▶ [Exercise]
Go line by line through the entries and show those that hold the string "yashvardhannanavati".
▼▼▼
PR #116, opened 2020-06-30
Add delivery label to index images

### LINKED ISSUE #114: Provide a mechanism to identify targeted version of an index image
In some cases, IIB needs to know which OCP version an index image is being built for. For example, it may require a different `opm` command to add a bundle image to the index image.

Let's have a label, `com.redhat.index.delivery.version`, in the index image to facilitate this. The value of this label should be a single OCP version, e.g. `com.redhat.index.delivery.version=v4.5`

IIB must re-add this label to every index image it builds, add and remove operations.

If the label is not set, the default value should be `v4.5`.

shawn-hurley:
* default to 4.5 even if not found
* add the label to the opm generated dockerfile for index image build

fixes #114

### DIFF
--- a/iib/workers/tasks/build.py
+++ b/iib/workers/tasks/build.py
@@ -514,7 +514,8 @@ def _prepare_request_for_build(
         currently built for; if ``from_index`` is ``None``, then this is used as the list of arches
         to build the index image for
     :param list bundles: the list of bundles to create the bundle mapping on the request
-    :return: a dictionary with the keys: arches, binary_image_resolved, and from_index_resolved.
+    :return: a dictionary with the keys: arches, binary_image_resolved, from_index_resolved, and
+        ocp_version.
     :raises IIBError: if the container image resolution fails or the architectures couldn't be
         detected.
     """
@@ -535,9 +536,13 @@ def _prepare_request_for_build(
         with set_registry_token(overwrite_from_index_token, from_index):
             from_index_resolved = _get_resolved_image(from_index)
             from_index_arches = _get_image_arches(from_index_resolved)
+            ocp_version = (
+                get_image_label(from_index_resolved, 'com.redhat.index.delivery.version') or 'v4.5'
+            )
         arches = arches | from_index_arches
     else:
         from_index_resolved = None
+        ocp_version = 'v4.5'
 
     if not arches:
         raise IIBError('No arches were provided to build the index image')
@@ -574,6 +579,7 @@ def _prepare_request_for_build(
         'arches': arches,
         'binary_image_resolved': binary_image_resolved,
         'from_index_resolved': from_index_resolved,
+        'ocp_version': ocp_version,
     }
 
 
@@ -763,6 +769,10 @@ def handle_add_request(
             overwrite_from_index_token,
         )
 
+        _add_ocp_label_to_index(
+            prebuild_info['ocp_version'], temp_dir, 'index.Dockerfile',
+        )
+
         arches = prebuild_info['arches']
         for arch in sorted(arches):
             _build_image(temp_dir, 'index.Dockerfile', request_id, arch)
@@ -830,6 +840,10 @@ def handle_rm_request(
 
     with tempfile.TemporaryDirectory(prefix='iib-') as temp_dir:
         _opm_index_rm(temp_dir, operators, binary_image, from_index, overwrite_from_index_token)
+
+        _add_ocp_label_to_index(
+            prebuild_info['ocp_version'], temp_dir, 'index.Dockerfile',
+        )
 
         arches = prebuild_info['arches']
         for arch in sorted(arches):
@@ -1170,3 +1184,19 @@ def _adjust_csv_annotations(operator_csvs, package_name, organization):
             csv_annotations[annotation] = value
 
         operator_csv.dump()
+
+
+def _add_ocp_label_to_index(ocp_version, temp_dir, dockerfile_name):
+    """
+    Add the OCP delivery label to the provided dockerfile.
+
+    :param str ocp_version: the OCP version that the index is delivery content for.
+    :param str temp_dir: the temp directory to look for the dockerfile.
+    :param str dockerfile_name: the dockerfile name.
+    """
+    with open(os.path.join(temp_dir, dockerfile_name), 'a') as dockerfile:
+        label = f'LABEL com.redhat.index.delivery.version="{ocp_version}"'
+        dockerfile.write(f'\n{label}\n')
+        log.debug(
+            'Added the following line to %s: %s', dockerfile_name, label,
+        )
--- a/tests/test_workers/test_tasks/test_build.py
+++ b/tests/test_workers/test_tasks/test_build.py
@@ -407,6 +407,16 @@ def test_overwrite_from_index(
                 'some-bundle2': ['quay.io/some-bundle2:v1'],
             },
         ),
+        (
+            ['amd64'],
+            'some-index:latest',
+            set(),
+            ['quay.io/some-bundle:v1', 'quay.io/some-bundle2:v1'],
+            {
+                'some-bundle': ['quay.io/some-bundle:v1'],
+                'some-bundle2': ['quay.io/some-bundle2:v1'],
+            },
+        ),
     ),
 )
 @mock.patch('iib.workers.tasks.build.set_request_state')
@@ -430,6 +440,8 @@ def test_prepare_request_for_build(
     from_index_resolved = None
     expected_arches = set(add_arches) | from_index_arches
     expected_payload_keys = {'binary_image_resolved', 'state', 'state_reason'}
+    gil_side_effect = []
+    ocp_version = 'v4.5'
     if expected_bundle_mapping:
         expected_payload_keys.add('bundle_mapping')
     if from_index:
@@ -438,21 +450,29 @@ def test_prepare_request_for_build(
         mock_gri.side_effect = [binary_image_resolved, from_index_resolved]
         mock_gia.side_effect = [expected_arches, from_index_arches]
         expected_payload_keys.add('from_index_resolved')
+        gil_side_effect = ['v4.6']
+        ocp_version = 'v4.6'
     else:
         mock_gri.side_effect = [binary_image_resolved]
         mock_gia.side_effect = [expected_arches]
+        gil_side_effect = []
 
     if bundles:
-        mock_gil.side_effect = [bundle.rsplit('/', 1)[1].split(':', 1)[0] for bundle in bundles]
+        bundle_side_effects = [bundle.rsplit('/', 1)[1].split(':', 1)[0] for bundle in bundles]
+        gil_side_effect.extend(bundle_side_effects)
 
+    mock_gil.side_effect = gil_side_effect
     rv = build._prepare_request_for_build(
         'binary-image:latest', 1, from_index, None, add_arches, bundles
     )
+
     assert rv == {
         'arches': expected_arches,
         'binary_image_resolved': binary_image_resolved,
         'from_index_resolved': from_index_resolved,
+        'ocp_version': ocp_version,
     }
+
     mock_ur.assert_called_once()
     update_request_payload = mock_ur.call_args[0][1]
     if expected_bundle_mapping:
@@ -566,7 +586,9 @@ def test_skopeo_copy_fail_max_retries(mock_run_cmd):
 @mock.patch('iib.workers.tasks.build.validate_legacy_params_and_config')
 @mock.patch('iib.workers.tasks.build.gate_bundles')
 @mock.patch('iib.workers.tasks.build._get_resolved_bundles')
+@mock.patch('iib.workers.tasks.build._add_ocp_label_to_index')
 def test_handle_add_request(
+    mock_aolti,
     mock_grb,
     mock_gb,
     mock_vlpc,
@@ -589,6 +611,7 @@ def test_handle_add_request(
         'arches': arches,
         'binary_image_resolved': 'binary-image@sha256:abcdef',
         'from_index_resolved': 'from-index@sha256:bcdefg',
+        'ocp_version': 'v4.5',
     }
     mock_grb.return_value = ['some-bundle@sha']
     legacy_packages = {'some_package'}
@@ -618,6 +641,7 @@ def test_handle_add_request(
     mock_vl.assert_called_once()
     mock_prfb.assert_called_once()
     mock_gb.assert_called_once()
+    mock_aolti.assert_called_once()
     mock_glsp.assert_called_once_with(['some-bundle@sha'], 3, force_backport=force_backport)
 
     add_args = mock_oia.call_args[0]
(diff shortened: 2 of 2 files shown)


iib/workers/tasks/build.py
```diff
@@ -514,7 +514,8 @@ def _prepare_request_for_build(
         currently built for; if ``from_index`` is ``None``, then this is used as the list of arches
         to build the index image for
     :param list bundles: the list of bundles to create the bundle mapping on the request
-    :return: a dictionary with the keys: arches, binary_image_resolved, and from_index_resolved.
+    :return: a dictionary with the keys: arches, binary_image_resolved, and from_index_resolved,
+        ocp_version.
```
yashvardhannanavati, line 518: `...binary_image_resolved, and from_index_resolved, ocp_version` => `binary_image_resolved, from_index_resolved, and ocp_version`

iib/workers/tasks/build.py
```diff
@@ -535,9 +536,14 @@ def _prepare_request_for_build(
         with set_registry_token(overwrite_from_index_token, from_index):
             from_index_resolved = _get_resolved_image(from_index)
             from_index_arches = _get_image_arches(from_index_resolved)
+            ocp_version = get_image_label(from_index_resolved, "com.redhat.index.delivery.version")
```
yashvardhannanavati, line 539: Could you please use single quotes throughout? Sorry but we enforce that throughout our code base.

iib/workers/tasks/build.py
```diff
@@ -535,9 +536,14 @@ def _prepare_request_for_build(
...
         arches = arches | from_index_arches
     else:
         from_index_resolved = None
+        ocp_version = None
```
yashvardhannanavati, line 543: Why not default `ocp_version` to 'v4.5' here rather than adding another check later?

iib/workers/tasks/build.py
```diff
@@ -754,6 +761,8 @@ def handle_add_request(
         binary_image, request_id, from_index, overwrite_from_index_token, add_arches, bundles
     )
 
+    print(prebuild_info)
```
yashvardhannanavati, line 764: Could you please remove this `print`?

iib/workers/tasks/build.py
shawn-hurley: what happens if the index image does not have the label above? Still, need the check below this right?

yashvardhannanavati: You're right. Do you think we can make that line 
`ocp_version = get_image_label(from_index_resolved, 'com.redhat.index.delivery.version') or 'v4.5'`? and default here to 'v4.5' as well?

iib/workers/tasks/build.py
shawn-hurley: 🤦 sorry

iib/workers/tasks/build.py
shawn-hurley: +1 that makes sense!

iib/workers/tasks/build.py
```diff
@@ -1170,3 +1178,20 @@ def _adjust_csv_annotations(operator_csvs, package_name, organization):
...
+    :param str temp_dir: the temp directory to look for the dockerfile.
+    :param str dockerfile_name: the dockerfile name.
+    """
+    with open(os.path.join(temp_dir, dockerfile_name), 'a') as dockerfile:
+        dockerfile.write('\nLABEL com.redhat.index.delivery.version="{0}"'.format(ocp_version))
+        log.debug(
+            'Updated the dockerfile: %s with the following content:\n%s',
+            dockerfile_name,
+            dockerfile.read(),
+        )
```
mprahl, line 1197: If you're going to log the contents, you need to open the file for reading as well (`a+`). After writing to the file, you need go back to the beginning of the file to read it.
```suggestion
    with open(os.path.join(temp_dir, dockerfile_name), 'a+') as dockerfile:
        dockerfile.write('\nLABEL com.redhat.index.delivery.version="{0}"'.format(ocp_version))
        dockerfile.seek(0)
        log.debug(
            'Updated the dockerfile: %s with the following content:\n%s',
            dockerfile_name,
            dockerfile.read(),
        )
```

I think a better alternative is to just log the line you are adding to the Dockerfile.

tests/test_workers/test_tasks/test_build.py
```diff
@@ -438,6 +439,8 @@ def test_prepare_request_for_build(
         mock_gri.side_effect = [binary_image_resolved, from_index_resolved]
         mock_gia.side_effect = [expected_arches, from_index_arches]
         expected_payload_keys.add('from_index_resolved')
+        mock_gil.return_value = 'v4.6'
```
mprahl, line 442: This is problematic since `mock_gil.side_effect` is set below. You'll likely need to create a list of return values and then set `mock_gil.side_effect` to it before `_prepare_request_for_build` is called.

iib/workers/tasks/build.py
```diff
@@ -1170,3 +1178,20 @@ def _adjust_csv_annotations(operator_csvs, package_name, organization):
             csv_annotations[annotation] = value
 
         operator_csv.dump()
+
+
+def _add_ocp_label_to_index(ocp_version, temp_dir, dockerfile_name):
```
mprahl, line 1183: Could you please add a test for this?

iib/workers/tasks/build.py
```diff
@@ -1170,3 +1178,20 @@ def _adjust_csv_annotations(operator_csvs, package_name, organization):
...
+    """
+    Add ocp delivery label to the dockerfile provided.
+
+    :param str ocp_version: the ocp version that the index is delivery content for.
+    :param str temp_dir: the temp directory to look for the dockerfile.
+    :param str dockerfile_name: the dockerfile name.
+    """
+    with open(os.path.join(temp_dir, dockerfile_name), 'a') as dockerfile:
+        dockerfile.write('\nLABEL com.redhat.index.delivery.version="{0}"'.format(ocp_version))
```
mprahl, line 1192: Optional: It may be desirable to end the file with a new line.

iib/workers/tasks/build.py
```diff
@@ -763,6 +767,10 @@ def handle_add_request(
             overwrite_from_index_token,
         )
 
+        _add_ocp_label_to_index(
```
yashvardhannanavati, line 770: We might want to add this for `rm` request as well right? https://github.com/release-engineering/iib/pull/116/files#diff-055f6f8c453137f787488a4d047253a1R806

iib/workers/tasks/build.py
yashvardhannanavati, line 1183: If I remember correctly, the functions in this file are alphabetically ordered. Can I please request you to move this function if what I mentioned is true?

tests/test_workers/test_tasks/test_build.py
shawn-hurley: For my own edification can you explain why it is a problem and the tests are passing as I am not following why it would be a problem?

iib/workers/tasks/build.py
```diff
@@ -535,9 +536,11 @@ def _prepare_request_for_build(
         with set_registry_token(overwrite_from_index_token, from_index):
             from_index_resolved = _get_resolved_image(from_index)
             from_index_arches = _get_image_arches(from_index_resolved)
+            ocp_version = get_image_label(from_index_resolved, 'com.redhat.index.delivery.version') or 'v4.5'
```
mprahl, line 539: Do you think the default label value should be configurable? Could this ever change in the future as v4.5 goes EoL?

iib/workers/tasks/build.py
mprahl: @yashvardhannanavati it looks like it used to be but @lcarva added a couple functions that are not, so I won't hold @shawn-hurley to that as well but it'd still be nice to do so.

tests/test_workers/test_tasks/test_build.py
mprahl: @shawn-hurley this only works because the one test that sets `bundles` in the `pytest.parametrize` call does not set `from_index`. If a test is later added that sets `from_index` and `bundles`, it will fail because the `side_effect` only has enough values for the `get_image_label` calls for each bundle.

iib/workers/tasks/build.py
shawn-hurley: probably depends on if this is intended to be used by other folks, but once we set the label name, I don't think that it should change. 

Even as 4.5 goes EOL it would require us to convert 4.6 index image's to the new value. 

If we were to switch regardless of config value, you would need to write a migration step into the code I think. Is this required t be handled right now?

mprahl: It's not required. I was just checking with you to make sure.

iib/workers/tasks/build.py
shawn-hurley: added

tests/test_workers/test_tasks/test_build.py
shawn-hurley: I added the test that you described and I updated the test to handle it.

iib/workers/tasks/build.py
shawn-hurley: added

iib/workers/tasks/build.py
```diff
@@ -1170,3 +1184,21 @@ def _adjust_csv_annotations(operator_csvs, package_name, organization):
...
+    :param str dockerfile_name: the dockerfile name.
+    """
+    with open(os.path.join(temp_dir, dockerfile_name), 'a') as dockerfile:
+        label_str = '\nLABEL com.redhat.index.delivery.version="{0}"\n'.format(ocp_version)
+        dockerfile.write(label_str)
+        log.debug(
+            'Updated the dockerfile: %s with the following content:\n%s',
+            dockerfile_name,
+            label_str,
+        )
```
mprahl, line 1204:
```suggestion
        label = f'LABEL com.redhat.index.delivery.version="{ocp_version}"'
        dockerfile.write(f'\n{label}\n')
        log.debug(
            'Added the following line to the Dockerfile %s: %s',
            dockerfile_name,
            label,
        )
```

tests/test_workers/test_tasks/test_build.py
```diff
@@ -407,6 +407,16 @@ def test_overwrite_from_index(
                 'some-bundle2': ['quay.io/some-bundle2:v1'],
             },
         ),
+        (
+            ['amd64'],
+            "some-index:latest",
```
mprahl, line 412: Please use single quotes here

iib/workers/tasks/build.py
```diff
@@ -1170,3 +1184,21 @@ def _adjust_csv_annotations(operator_csvs, package_name, organization):
             csv_annotations[annotation] = value
 
         operator_csv.dump()
+
+
+def _add_ocp_label_to_index(ocp_version, temp_dir, dockerfile_name):
+    """
+    Add ocp delivery label to the dockerfile provided.
```
mprahl, line 1191:
```suggestion
    Add the OCP delivery label to the provided Dockerfile.
```

iib/workers/tasks/build.py
```diff
@@ -1170,3 +1184,21 @@ def _adjust_csv_annotations(operator_csvs, package_name, organization):
...
+
+    :param str ocp_version: the ocp version that the index is delivery content for.
```
mprahl, line 1193:
```suggestion
    :param str ocp_version: the OCP version that the index is delivery content for.
```

iib/workers/tasks/build.py
```diff
@@ -1170,3 +1184,21 @@ def _adjust_csv_annotations(operator_csvs, package_name, organization):
...
+    :param str temp_dir: the temp directory to look for the dockerfile.
```
mprahl, line 1194:
```suggestion
    :param str temp_dir: the temp directory to look for the Dockerfile.
```

tests/test_workers/test_tasks/test_build.py
```diff
@@ -438,21 +450,29 @@ def test_prepare_request_for_build(
...
+        ocp_version = 'v4.6'
     else:
         mock_gri.side_effect = [binary_image_resolved]
         mock_gia.side_effect = [expected_arches]
+        gil_side_effect = []
 
     if bundles:
-        mock_gil.side_effect = [bundle.rsplit('/', 1)[1].split(':', 1)[0] for bundle in bundles]
+        bundle_side_effects = [bundle.rsplit('/', 1)[1].split(':', 1)[0] for bundle in bundles]
+        gil_side_effect = [*gil_side_effect, *bundle_side_effects]
```
mprahl, line 462:
```suggestion
        gil_side_effect.extend(bundle_side_effects)
```

tests/test_workers/test_tasks/test_build.py
```diff
@@ -1267,3 +1306,19 @@ def test_adjust_csv_annotations_no_customizations(mock_yaml_dump, tmpdir):
...
+    )
+
+    build._add_ocp_label_to_index('v4.5', operator_dir, 'Dockerfile')
+
+    assert (
+        operator_dir.join('Dockerfile').read_text('utf-8')
+        == """https://access.redhat.com/containers/?tab=tags#/registry.access.redhat.com/ubi8-minimal
+LABEL com.redhat.index.delivery.version="v4.5"
+"""
+    )
```
mprahl, line 1324: This is easier to read in my opinion.
```suggestion
    expected = textwrap.dedent(
        '''\
        https://access.redhat.com/containers/?tab=tags#/registry.access.redhat.com/ubi8-minimal
        LABEL com.redhat.index.delivery.version="v4.5
        ''''
    )
    assert operator_dir.join('Dockerfile').read_text('utf-8') == expected
```

tests/test_workers/test_tasks/test_build.py
```diff
@@ -1267,3 +1306,19 @@ def test_adjust_csv_annotations_no_customizations(mock_yaml_dump, tmpdir):
     build._adjust_csv_annotations(operator_manifest.files, 'amqp-streams', 'mos-eisley')
 
     mock_yaml_dump.assert_not_called()
+
+
+def test_add_ocp_label_to_index(tmpdir):
+    operator_dir = tmpdir.mkdir('operator')
+    operator_dir.join('Dockerfile').write(
+        'https://access.redhat.com/containers/?tab=tags#/registry.access.redhat.com/ubi8-minimal'
```
mprahl, line 1314: I've never seen a Dockerfile contain a plain URL like this before... what does this do?

tests/test_workers/test_tasks/test_build.py
shawn-hurley: +1 did not know about textwrap thanks!

tests/test_workers/test_tasks/test_build.py
shawn-hurley: it is the beginning of a type of docker file, but it is not the full thing

tests/test_workers/test_tasks/test_build.py
```diff
@@ -1267,3 +1306,64 @@ def test_adjust_csv_annotations_no_customizations(mock_yaml_dump, tmpdir):
...
+    )
+    operator_dir.join('Dockerfile').write(dockerfile_txt)
+
+    build._add_ocp_label_to_index('v4.5', operator_dir, 'Dockerfile')
+
+    expected = dockerfile_txt + textwrap.dedent(
+        '''\
+        \nLABEL com.redhat.index.delivery.version="v4.5"
+        '''
+    )
```
mprahl, line 1368:
```suggestion
    expected = dockerfile_txt + '\nLABEL com.redhat.index.delivery.version="v4.5"\n'
```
▲▲▲
▶ [Answer below]
yashvardhannanavati, line 518: `...binary_image_resolved, and from_index_resolved, ocp_version` => `binary_image_resolved, from_index_resolved, and ocp_version`
yashvardhannanavati, line 539: Could you please use single quotes throughout? Sorry but we enforce that throughout our code base.
yashvardhannanavati, line 543: Why not default `ocp_version` to 'v4.5' here rather than adding another check later?
yashvardhannanavati, line 764: Could you please remove this `print`?
yashvardhannanavati: You're right. Do you think we can make that line 
yashvardhannanavati, line 770: We might want to add this for `rm` request as well right? https://github.com/release-engineering/iib/pull/116/files#diff-055f6f8c453137f787488a4d047253a1R806
yashvardhannanavati, line 1183: If I remember correctly, the functions in this file are alphabetically ordered. Can I please request you to move this function if what I mentioned is true?
mprahl: @yashvardhannanavati it looks like it used to be but @lcarva added a couple functions that are not, so I won't hold @shawn-hurley to that as well but it'd still be nice to do so.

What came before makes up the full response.